» **Problem description**
Copy out the full listing that comes next, exactly.

Recorded information START

PR #151, opened 2021-03-22
Add .idea in gitignore

claudiunicolaa:
If using one of the JetBrains IDEA, every time you add a file to a commit you need to pay attention to do not add the `.idea` directory.

### DIFF
--- a/.gitignore
+++ b/.gitignore
@@ -1,3 +1,4 @@
 composer.lock
 /vendor/
 .php_cs.cache
+/.idea/


shokme:
Hello @claudiunicolaa,

this is better to add it to your global .gitignore config.

example: https://gist.github.com/subfuzion/db7f57fff2fb6998a16c

bidoubiwa:
Hello @claudiunicolaa
Thanks a lot for taking the time to contribute. Following @shokme suggestion, I will close this issue but thanks anyway!

PR #155, opened 2021-03-29
Separate tests that ignored second test

bidoubiwa:
In these tests since the first test throws an error the second is ignored. Separating them to test uid empty string case.


curquiza (approved):
Top!
Merge when you want :)

bidoubiwa:
bors merge

PR #157, opened 2021-04-15
Standardize health method

alallema:
Checking that method health() return `{'status': 'available'}`  and added isHealthy() method who return boolean value

meilisearch/integration-guides#55

### DIFF
--- a/src/Delegates/HandlesSystem.php
+++ b/src/Delegates/HandlesSystem.php
@@ -24,6 +24,17 @@ trait HandlesSystem
         return $this->health->show();
     }
 
+    public function isHealthy(): bool
+    {
+        try {
+            $this->health->show();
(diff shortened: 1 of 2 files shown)


src/Delegates/HandlesSystem.php
```diff
@@ -24,6 +24,17 @@ public function health(): ?array
         return $this->health->show();
     }
 
+    public function isHealthy(): bool
+    {
+        try {
+            $health = $this->health->show();
```
bidoubiwa, line 30:
```suggestion
            $this->health->show();
```
Not sure you need to use a variable.

bidoubiwa (commented):
Just a small suggestion but apart from that LGTM 🔥

bidoubiwa (approved):
bors merge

Recorded information END

» **Reply to the exercise**
PR #151, opened 2021-03-22
Add .idea in gitignore

claudiunicolaa:
If using one of the JetBrains IDEA, every time you add a file to a commit you need to pay attention to do not add the `.idea` directory.

### DIFF
--- a/.gitignore
+++ b/.gitignore
@@ -1,3 +1,4 @@
 composer.lock
 /vendor/
 .php_cs.cache
+/.idea/


shokme:
Hello @claudiunicolaa,

this is better to add it to your global .gitignore config.

example: https://gist.github.com/subfuzion/db7f57fff2fb6998a16c

bidoubiwa:
Hello @claudiunicolaa
Thanks a lot for taking the time to contribute. Following @shokme suggestion, I will close this issue but thanks anyway!

PR #155, opened 2021-03-29
Separate tests that ignored second test

bidoubiwa:
In these tests since the first test throws an error the second is ignored. Separating them to test uid empty string case.


curquiza (approved):
Top!
Merge when you want :)

bidoubiwa:
bors merge

PR #157, opened 2021-04-15
Standardize health method

alallema:
Checking that method health() return `{'status': 'available'}`  and added isHealthy() method who return boolean value

meilisearch/integration-guides#55

### DIFF
--- a/src/Delegates/HandlesSystem.php
+++ b/src/Delegates/HandlesSystem.php
@@ -24,6 +24,17 @@ trait HandlesSystem
         return $this->health->show();
     }
 
+    public function isHealthy(): bool
+    {
+        try {
+            $this->health->show();
(diff shortened: 1 of 2 files shown)


src/Delegates/HandlesSystem.php
```diff
@@ -24,6 +24,17 @@ public function health(): ?array
         return $this->health->show();
     }
 
+    public function isHealthy(): bool
+    {
+        try {
+            $health = $this->health->show();
```
bidoubiwa, line 30:
```suggestion
            $this->health->show();
```
Not sure you need to use a variable.

bidoubiwa (commented):
Just a small suggestion but apart from that LGTM 🔥

bidoubiwa (approved):
bors merge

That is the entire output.